This collection of essays is about people. My people. In the midst of a pandemic, I am even more aware of the importance of my people— and time. There are friends I consider family who live in Europe and I have no idea when I will be allowed to see them again. There is family in the south and I long for their company. There is a biological relation who I will never see again. There are mentors who literally changed my life, and students whose impact never left. There are New Yorkers and Floridians, and there is immeasurable loss. What you get to take with you when you leave this earth is the following: what you did, how you lived, who you loved, who loved you. All the people that made you — for better or worse — who you are. People matter. To me. People matter, and time: the finite time you have with your people, and the finite time they have with you.

Author: Lisa del Rosso
Paperback : 278 pages

ISBN-10 : 1947175459
ISBN-13 : 978-1947175457

About the Author

Lisa del Rosso originally trained as a classical singer and completed a post-graduate program at LAMDA (London Academy of Music and Dramatic Art), living and performing in London before moving to New York City. Her plays “Clare’s Room,” and “Samaritan,” have been performed off-Broadway and had public readings, while “St. John,” her third play, was a semi-finalist for the 2011 Eugene O’Neill National Playwrights Conference. Her writing has appeared in The New York Times, Barking Sycamores Neurodivergent Literature, Razor’s Edge Literary Magazine, Sowing Creek Press, The Literary Traveler, Serving House Journal, VietnamWarPoetry, Young Minds Magazine (London/UK), Time Out New York, The Huffington Post, The Chillfiltr Review, The Neue Rundschau (Germany), Jetlag Café (Germany), and One Magazine (London/UK), for whom she writes theater reviews. Her first book, a hybrid memoir, Confessions of an Accidental Professor, was published in 2018, and she had the pleasure of being interviewed about the book by Brian Lehrer on his WNYC radio program. She is the recipient of a 2018 NYU College of Arts & Sciences Teaching Award, where she currently teaches writing. In 2019, she was awarded a New York Writers Workshop scholarship to Sardinia.

del Rosso navigates the sense of the split between our veneer of wholeness and completion that people see compared to the internal sense of fragmentedness that we so often feel.

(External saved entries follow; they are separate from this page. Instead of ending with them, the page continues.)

PR #4722, opened 2022-09-28
System view: improve console messages

### LINKED ISSUE #4721: [3.8.0-rc.2] System view: unclear console errors
The new console errors from the update check are very unclear currently:
Screenshot 2022-09-28 at 20 21 47

Knowing how our users have reacted to console errors, this will raise a lot of questions as the console output does not explain why these errors are happening or what the user can do to solve them. We probably should add an explanation as we did for the folder checks. And maybe not throw them as console errors but notices or info.

distantnative:
Fixes https://github.com/getkirby/kirby/issues/4721

Screenshot 2022-09-28 at 20 35 31


panel/src/components/Views/SystemView.vue
```diff
@@ -106,7 +103,18 @@ export default {
...
+		console.info(
+			`System health checks ended. ${
+				promises.length - this.accessible.length
+			} issues found.`
+		);
+
+		// print exceptions from the update check to console for debugging
+		if (this.exceptions.length > 0) {
+			console.info("----");
+			console.info("Running plugin version checks for the Panel system view:");
```
lukasbestle: Not just plugins, could also be Kirby itself:

```suggestion
			console.info("Running the update check for Kirby and plugins.");
```

lukasbestle:
I deliberately placed the update check logs at the top of the method because
1. the update check is already done when this code is run (so it is run before the folder checks in the execution order)
2. placing the logs after the `await` may delay them so much that they are not noticed during debugging. In most setups, the folder checks will return a HTTP response immediately, but they may also time out (which takes a while).

panel/src/components/Views/SystemView.vue
```diff
@@ -106,7 +103,18 @@ export default {
...
+		console.info(
+			`System health checks ended. ${
+				promises.length - this.accessible.length
+			} issues found.`
+		);
+
+		// print exceptions from the update check to console for debugging
+		if (this.exceptions.length > 0) {
+			console.info("----");
+			console.info("Running the update check for Kirby and plugins.");
```
lukasbestle: Given that the output is only logged when there are exceptions, maybe we should even reword the message to something like "The following errors occurred during the update check of Kirby and/or plugins:". Or alternatively the message should be printed always and then there should also be a final "Update check ended." message.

—William Christopher Brown, Ph.D., Professor of English and Technical Writing, Dept. Co-Chair of English and Language Arts, Midland College.

At the turn of the first millennium in Heian Period Japan, Sei Shōnagon wrote The Pillow Book, a hybrid collection of musings, lists, anecdotes, poems and descriptions, connected only by the authentic and lyric dailyness of their observations; Lisa del Rosso’s You Are All a Part of Me, is a pillow book for the next millennium. Consisting of dramatic interludes, emails, found text, fair itineraries, travelogues, and canny essays, this book is connected by the absurd tragedy of quotidian city life. The author’s voice is at turns wry, romantic, urbane, grieving, and very much shaped by the modern sensibility of someone who has had to live with an ex- to save money on rent and persevere to make art. Her list of difficult men include a father, Jimmie the Jeweler, and King Lear; and through her keen eyes, we see a Confederate cemetery in Fredericksburg, Virginia, Edward Albee auditioning actresses for “Who’s Afraid of Virginia Woolf” and Nora Ephron being conjured in the sleeveless sheath of a gray dress. Evoking those larger lights, Lisa del Rosso casts her own beam over the peaks and valleys of her past, illuminating vivid moments of awe and agony that resonate with remembrance.

—Ravi Shankar, Pushcart Prize winning author of 15 books, including the forthcoming memoir Correctional

If you read this book–and you really should!–you will encounter characters worthy of a classic film, mordant wit, insightful observations about the beauty and absurdity of life, all wrapped up in del Rosso’s generous and thoughtful prose.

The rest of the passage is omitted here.